> [The problem]: Find every line in the records below that contains the word "then", and copy each such line.

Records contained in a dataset
PR #7483, opened 2018-03-23
typofix for quote doc

davionxiang:


whatyouhide:
Thanks @davionxiang! 💟

PR #7484, opened 2018-03-24
Improve error message for invalid clauses inside local functions

### LINKED ISSUE #7440: Improve unhandled operator error message
**Code:**
```
defmodule Parallel do
def pmap(collection, fun) do
collection
|> Enum.map(&spam_process(&1, self, fun))
|> Enum.map(&await/1)
end

defp spawn_process(item, parent, fun) do
spawn_link fn ->
send parent, {self, fun.(item)}
end
end

defp await(pid) do
recieve do
{^pid, result} -> result
end
end

end
```

The issue is that I spelled the word `receive` wrong.

**Error Message:**
```
iex processes.ex
Erlang/OTP 20 [erts-9.2] [source] [64-bit] [smp:4:4] [ds:4:4:10] [async-threads:10] [hipe] [kernel-poll:false] [dtrace]

warning: variable "self" does not exist and is being expanded to "self()", please use parentheses to remove the ambiguity or change the variable name
processes.ex:4

warning: variable "self" does not exist and is being expanded to "self()", please use parentheses to remove the ambiguity or change the variable name
processes.ex:10

** (CompileError) processes.ex:16: unhandled operator ->
(stdlib) lists.erl:1354: :lists.mapfoldl/3
(stdlib) lists.erl:1355: :lists.mapfoldl/3
```

The above error message talks about line 16 having an unhandled operator however the error isn't clear about the problem. Could this be improved upon?

ggcampinho:
Closes #7440

### DIFF
--- a/lib/elixir/src/elixir_expand.erl
+++ b/lib/elixir/src/elixir_expand.erl
@@ -701,14 +701,15 @@ assert_no_clauses(_Name, _Meta, [], _E) ->
 assert_no_clauses(Name, Meta, Args, E) ->
   assert_arg_with_no_clauses(Name, Meta, lists:last(Args), E).
 
-assert_arg_with_no_clauses(_Name, _Meta, Arg, _E) when not is_list(Arg) ->
-  ok;
-assert_arg_with_no_clauses(_Name, _Meta, [], _E) ->
-  ok;
-assert_arg_with_no_clauses(Name, Meta, [{_, [{'->', _, _} | _]}], E) ->
-  form_error(Meta, ?key(E, file), ?MODULE, {invalid_clauses, Name});
-assert_arg_with_no_clauses(Name, Meta, [_ | Tail], E) ->
-  assert_arg_with_no_clauses(Name, Meta, Tail, E).
+assert_arg_with_no_clauses(Name, Meta, [{Key, Value} | Rest], E) when is_atom(Key) ->
+  case Value of
+    [{'->', _, _} | _] ->
+      form_error(Meta, ?key(E, file), ?MODULE, {invalid_clauses, Name});
+    _ ->
+      assert_arg_with_no_clauses(Name, Meta, Rest, E)
+  end;
+assert_arg_with_no_clauses(_Name, _Meta, _Arg, _E) ->
+  ok.
 
 expand_local(Meta, Name, Args, #{function := nil} = E) ->
   form_error(Meta, ?key(E, file), ?MODULE, {undefined_function, Name, Args});
--- a/lib/elixir/src/elixir_expand.erl
+++ b/lib/elixir/src/elixir_expand.erl
@@ -406,7 +406,6 @@ expand({Name, Meta, Kind} = Var, E) when is_atom(Name), is_atom(Kind) ->
 
 expand({Atom, Meta, Args}, E) when is_atom(Atom), is_list(Meta), is_list(Args) ->
   assert_no_ambiguous_op(Atom, Meta, Args, E),
-  assert_no_clauses(Atom, Meta, Args, E),
 
   elixir_dispatch:dispatch_import(Meta, Atom, Args, E, fun() ->
     expand_local(Meta, Atom, Args, E)
@@ -706,7 +705,7 @@ assert_arg_with_no_clauses(_Name, _Meta, Arg, _E) when not is_list(Arg) ->
   ok;
 assert_arg_with_no_clauses(_Name, _Meta, [], _E) ->
   ok;
-assert_arg_with_no_clauses(Name, Meta, [{Opt, [{'->', _, _} | _]}], E) when Opt =/= rescue, Opt =/= 'catch' ->
+assert_arg_with_no_clauses(Name, Meta, [{_, [{'->', _, _} | _]}], E) ->
   form_error(Meta, ?key(E, file), ?MODULE, {invalid_clauses, Name});
 assert_arg_with_no_clauses(Name, Meta, [_ | Tail], E) ->
   assert_arg_with_no_clauses(Name, Meta, Tail, E).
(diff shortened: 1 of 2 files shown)


lib/elixir/src/elixir_expand.erl
```diff
@@ -1008,6 +1023,20 @@ format_error({op_ambiguity, Name, Arg}) ->
...
+  SupportMessage =
+    case Name of
+      'case' ->
+        "If you are trying to use the \"case\" structure, it should be similar to:\n"
+        "    case value do"
+        "      pattern -> :ok"
+        "    end";
+
+      _ ->
+        "Clauses are only valid for case, cond, receive, catch, rescue and fn."
```
michalmuskala: This is not entirely true. It depends - e.g. in `with`, it's also valid with `else`.

ggcampinho: I've added `else` to the list, I can't figure out a better message without getting too complicated.

lib/elixir/src/elixir_expand.erl
```diff
@@ -406,6 +406,7 @@ expand({Name, Meta, Kind} = Var, E) when is_atom(Name), is_atom(Kind) ->
 
 expand({Atom, Meta, Args}, E) when is_atom(Atom), is_list(Meta), is_list(Args) ->
   assert_no_ambiguous_op(Atom, Meta, Args, E),
+  assert_no_clauses(Atom, Meta, Args, E),
```
josevalim: Aren't we going to have false positives by moving it here? Imagine we have this macro:

```elixir
def escape(quoted) do
  Macro.escape(quoted)
end
```

This should still work:

```elixir
escape do
  :bar
end
```

So the problem here is really when we are sure we have a local (as in expand_local) or a remote (expand_remote) and it contains a `:->` element regardless of the key! By the simple fact it isn't macro, it means `->` won't compile.

lib/elixir/src/elixir_expand.erl
```diff
@@ -696,6 +697,20 @@ assert_no_ambiguous_op(Name, Meta, [Arg], E) ->
...
+assert_no_clauses(_Name, _Meta, [], _E) ->
+  ok;
+assert_no_clauses(Name, Meta, Args, E) ->
+  assert_arg_with_no_clauses(Name, Meta, lists:last(Args), E).
+
+assert_arg_with_no_clauses(_Name, _Meta, Arg, _E) when not is_list(Arg) ->
+  ok;
+assert_arg_with_no_clauses(_Name, _Meta, [], _E) ->
+  ok;
+assert_arg_with_no_clauses(Name, Meta, [{Opt, [{'->', _, _} | _]}], E) when Opt =/= rescue, Opt =/= 'catch' ->
```
josevalim: From what I said above, if we find a `->` during expand_local/expand_remote, then it should always fail, regardless of the context.

lib/elixir/src/elixir_expand.erl
```diff
@@ -1008,6 +1023,20 @@ format_error({op_ambiguity, Name, Arg}) ->
...
+  SupportMessage =
+    case Name of
+      'case' ->
+        "If you are trying to use the \"case\" structure, it should be similar to:\n"
+        "    case value do"
+        "      pattern -> :ok"
+        "    end";
+
+      _ ->
+        "Clauses are only valid for case, cond, fn, receive, else, catch or rescue."
```
josevalim: Clauses they are actually valid in any macro. For now I think we should drop the support message. :)

lib/elixir/src/elixir_expand.erl
```diff
@@ -1008,6 +1023,20 @@ format_error({op_ambiguity, Name, Arg}) ->
...
+    end,
+  io_lib:format("invalid clauses with -> operator passed to local function \"~ts\". ~s",
```
josevalim: What do you think about: "the function "~ts" cannot handle clauses with the -> operator because it is not macro. Please make sure you are invoking the proper name and that it is a macro"?

michalmuskala:
After thinking some more on this, I'm a bit worried about doing this for every single function call - this seems quite expensive to do.

Maybe we should short-circuit `assert_arg_with_no_clauses` if the list is not a keyword list? I think this should make it a bit less expensive - we would effectively only check calls with keyword options at the end.

lib/elixir/src/elixir_expand.erl
```diff
@@ -696,18 +696,36 @@ assert_no_ambiguous_op(Name, Meta, [Arg], E) ->
...
+assert_no_clauses(_Name, _Meta, [], _E) ->
+  ok;
+assert_no_clauses(Name, Meta, Args, E) ->
+  assert_arg_with_no_clauses(Name, Meta, lists:last(Args), E).
+
+assert_arg_with_no_clauses(_Name, _Meta, Arg, _E) when not is_list(Arg) ->
+  ok;
+assert_arg_with_no_clauses(_Name, _Meta, [], _E) ->
+  ok;
+assert_arg_with_no_clauses(Name, Meta, [{_, [{'->', _, _} | _]}], E) ->
```
josevalim: We are not checking this case:

```elixir
wrong_fun do
  foo -> bar
after
  :ok
end
```

Because this clause is matching exclusively on the last entry as it doesn't consider the tail. Given @michalmuskala feedback, I think replacing all clauses above by these two would be fast and consider all cases:

```erlang
assert_arg_with_no_clauses(Name, Meta, [{Key, Value} | Rest], E) when is_atom(Key) ->
  case Value of
    [{'->', _, _} | _] ->
      form_error(Meta, ?key(E, file), ?MODULE, {invalid_clauses, Name});
    _ ->
      assert_arg_with_no_clauses(Name, Meta, Rest, E)
  end;
assert_arg_with_no_clauses(_Name, _Meta, _Arg, _E) ->
  ok.
```

michalmuskala:
Another way to solve this, though, I'm pretty sure you won't like it very much, @josevalim, would be to wrap the `expand_args` call in a try/catch and then throw when we expand and encounter unhandled `->` - at top level we could have a try/catch with some generic error.

josevalim:

PR #7600, opened 2018-04-25
Include endianness in the regex version

josevalim:
This addresses issues with precompiled archives on different
endianness, such as: https://github.com/hexpm/hex/issues/469


josevalim:
@ericmj that is fine. When v1.5 was released, pretty much all archives were doing a recompilation. Given the use case here is archives, it is most likely that the regex recompilation is not a major performance issue. If it is, you should not be using regexes. :)

josevalim:

PR #7601, opened 2018-04-25
Erase elixir_parser_columns from the process dictionary after use

ggcampinho:
Notice this while reading the parser


ggcampinho:
One thing that I noticed is that the `string_to_quoted!` affects the process dictionary. Probably nobody is using those atoms, but we could restore the old state if we stored the old values, I don't know if it makes sense

josevalim:
I think erasing is fine, since the keys are namespace. No need to try to revert it.

josevalim:

PR #7603, opened 2018-04-25
Ignore unused var in String.ex

fertapric:
Removes warning:

```
warning: variable "string" is unused
  lib/string.ex:278
```


whatyouhide:
Thanks @fertapric! 😍

eksperimental:
Thank you

PR #7608, opened 2018-04-26
Warn when a variable that ends in ! or ? is followed by = with no space

### LINKED ISSUE #7583: Operator != behaves as a match operator if there is no space
### Precheck

* For proposing a new feature, please start a discussion on the Elixir Core mailing list

### Environment

```
Erlang/OTP 20 [erts-9.2] [source] [64-bit] [smp:8:8] [ds:8:8:10] [async-threads:10] [hipe] [kernel-poll:false]

```

### Current behavior

I couldn't find any issue about this - I hope it's not a duplicate. Here is a sample that show two different behaviors for what I would have expected to be the `!=` operator:

```
iex(1)> x=1
1
iex(2)> x==2
false
iex(3)> x != 2
true
iex(4)> x!= 2
2
iex(5)> x!
2
```
### Expected behavior

I would have expected `!=` to have higher precedence than `=` (`x!= 2` to behave the same as `x != 2`).

whatyouhide:
Closes #7583.

### DIFF
--- a/lib/elixir/src/elixir_tokenizer.erl
+++ b/lib/elixir/src/elixir_tokenizer.erl
@@ -506,6 +506,7 @@ tokenize(String, Line, Column, Scope, Tokens) ->
   case tokenize_identifier(String, Line, Scope) of
     {Kind, Atom, Rest, Length, Ascii, Special} ->
       HasAt = lists:member($@, Special),
+      HasBangOrQuestionMark = lists:member($?, Special) orelse lists:member($!, Special),
 
       case Rest of
         [$: | T] when ?is_space(hd(T)) ->
@@ -520,6 +521,10 @@ tokenize(String, Line, Column, Scope, Tokens) ->
           {error, Reason, String, Tokens};
         _ when Kind == alias ->
           tokenize_alias(Rest, Line, Column, Atom, Length, Ascii, Special, Scope, Tokens);
+        [$= | _] when HasBangOrQuestionMark, Kind == identifier ->
+          Msg = "use a space before = if the previous identifier ends with ! or ?",
+          elixir_errors:warn(Line, Scope#elixir_tokenizer.file, Msg),
+          tokenize_other(Rest, Line, Column, Atom, Length, Scope, Tokens);
         _ when Kind == identifier ->
           tokenize_other(Rest, Line, Column, Atom, Length, Scope, Tokens);
         _ ->
--- a/lib/elixir/src/elixir_tokenizer.erl
+++ b/lib/elixir/src/elixir_tokenizer.erl
@@ -506,27 +506,39 @@ tokenize(String, Line, Column, Scope, Tokens) ->
   case tokenize_identifier(String, Line, Scope) of
     {Kind, Atom, Rest, Length, Ascii, Special} ->
       HasAt = lists:member($@, Special),
-      HasBangOrQuestionMark = lists:member($?, Special) orelse lists:member($!, Special),
 
       case Rest of
         [$: | T] when ?is_space(hd(T)) ->
           Token = {kw_identifier, {Line, Column, nil}, Atom},
           tokenize(T, Line, Column + Length + 1, Scope, [Token | Tokens]);
+
         [$: | T] when hd(T) /= $: ->
           AtomName = atom_to_list(Atom) ++ [$:],
           Reason = {Line, "keyword argument must be followed by space after: ", AtomName},
           {error, Reason, String, Tokens};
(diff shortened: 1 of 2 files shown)


lib/elixir/src/elixir_tokenizer.erl
```diff
@@ -506,6 +506,7 @@ tokenize(String, Line, Column, Scope, Tokens) ->
   case tokenize_identifier(String, Line, Scope) of
     {Kind, Atom, Rest, Length, Ascii, Special} ->
       HasAt = lists:member($@, Special),
+      HasBangOrQuestionMark = lists:member($?, Special) orelse lists:member($!, Special),
```
whatyouhide: I'm not confident this is the best method of finding out if an identifier ends with `?` or `!`.

michalmuskala: Maybe lists:last would be better here?

whatyouhide: @michalmuskala I started with that but `Special` would be `"!@"` for `foo@bar!` IIRC (I tried earlier and I think this was the result).

lib/elixir/src/elixir_tokenizer.erl
```diff
@@ -520,6 +521,10 @@ tokenize(String, Line, Column, Scope, Tokens) ->
           {error, Reason, String, Tokens};
         _ when Kind == alias ->
           tokenize_alias(Rest, Line, Column, Atom, Length, Ascii, Special, Scope, Tokens);
+        [$= | _] when HasBangOrQuestionMark, Kind == identifier ->
+          Msg = "use a space before = if the previous identifier ends with ! or ?",
+          elixir_errors:warn(Line, Scope#elixir_tokenizer.file, Msg),
+          tokenize_other(Rest, Line, Column, Atom, Length, Scope, Tokens);
         _ when Kind == identifier ->
           tokenize_other(Rest, Line, Column, Atom, Length, Scope, Tokens);
```
josevalim: Why not add a case and check for the last entry only inside this clause then?

lib/elixir/src/elixir_tokenizer.erl
```diff
@@ -520,6 +521,10 @@ tokenize(String, Line, Column, Scope, Tokens) ->
           {error, Reason, String, Tokens};
         _ when Kind == alias ->
           tokenize_alias(Rest, Line, Column, Atom, Length, Ascii, Special, Scope, Tokens);
+        [$= | _] when HasBangOrQuestionMark, Kind == identifier ->
+          Msg = "use a space before = if the previous identifier ends with ! or ?",
```
josevalim: I would do something like:

```erlang
    io_lib:format("found an identifier ~ts, ending with ~ts, followed by =. It is unclear if you mean \"~ts ~ts=\" or \"~ts =". Please add a space before or after ~ts to remove the ambiguity", [Identifier, [Last], IdentifierWithoutLast, [Last], Identifier, [Last], [Last]])
```

That's because there are ways to solve the ambiguity, so we should be clear about them.

lib/elixir/src/elixir_tokenizer.erl
josevalim: Basically, let's check for the last only when we are sure we have an identifier.

whatyouhide:
Updated with support for atoms too!

lib/elixir/src/elixir_tokenizer.erl
```diff
@@ -531,6 +538,26 @@ tokenize(String, Line, Column, Scope, Tokens) ->
...
+maybe_warn_for_ambiguous_bang_before_equals(Kind, Atom, [$= | _], Scope, Line) ->
+  {What, Identifier} =
+    case Kind of
+      atom -> {"atom", [$: | atom_to_list(Atom)]};
+      identifier -> {"identifier", atom_to_list(Atom)}
+    end,
+
+  case lists:last(Identifier) of
+    Last when Last == $!; Last == $? ->
+      Msg = io_lib:format("found an ~ts \"~ts\", ending with ~ts, followed by =. "
```
josevalim: We need to remove the article "an", since we are specifying the atom/identifier, and I would wrap `ending with ~ts` as `ending with "~ts"`.

josevalim:
One last comment and we should be good to go!

lib/elixir/src/elixir_tokenizer.erl
whatyouhide: Good catches, pushed!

> [Task result]:
josevalim: From what I said above, if we find a `->` during expand_local/expand_remote, then it should always fail, regardless of the context.
Another way to solve this, though, I'm pretty sure you won't like it very much, @josevalim, would be to wrap the `expand_args` call in a try/catch and then throw when we expand and encounter unhandled `->` - at top level we could have a try/catch with some generic error.
josevalim: Why not add a case and check for the last entry only inside this clause then?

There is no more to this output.